PR #188, opened 2024-05-23
use object-hash instead of crypto-js for object hashing

kmcq:
## Why?

This is kinda a silly one, but I think still good to do. We use `crypto-js` to perform SHA hashing on a signal object, which is used to give each signal a unique name based on its definition. This package [has a non-ASCII character in its source code](https://github.com/brix/crypto-js/blob/ac34a5a584337b33a2e567f50d96819a96ac44bf/src/ripemd160.js#L2), which is not allowed in my project's build 😅 

## How?

To keep this functionality, which I think we should, I imported and used a different package: [`object-hash`](https://github.com/puleos/object-hash). It does less than `crypto-js`, but that's fine as all we need is the hashing capabilities. (I didn't check, but I'd assume the bundle size decreased due to this change :tada:)

### Testing

I used example 6-state-management-demo to ensure signals are still working.

image

### Considerations

I considered removing this functionality and instead doing something simpler like appending a counter or the current timestamp. However, it does seem nice to give repeated definitions a pointer to the same signal so I kept it. We can revisit if we want of course.

### DIFF
--- a/demo-app/package-lock.json
+++ b/demo-app/package-lock.json
@@ -55,7 +55,7 @@
     },
     "../packages/open-truss": {
       "name": "@open-truss/open-truss",
-      "version": "0.20.0",
+      "version": "0.21.0",
       "license": "MIT",
       "dependencies": {
         "@preact/signals-react": "^2.0.0",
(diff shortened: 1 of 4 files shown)


jonmagic (approved):
🤘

++++++++

EXERCISE DESCRIPTION -
As you read the records above, find each line that contains "instead" and copy it.

RESPONSE TO THE EXERCISE -
use object-hash instead of crypto-js for object hashing
I considered removing this functionality and instead doing something simpler like appending a counter or the current timestamp. However, it does seem nice to give repeated definitions a pointer to the same signal so I kept it. We can revisit if we want of course.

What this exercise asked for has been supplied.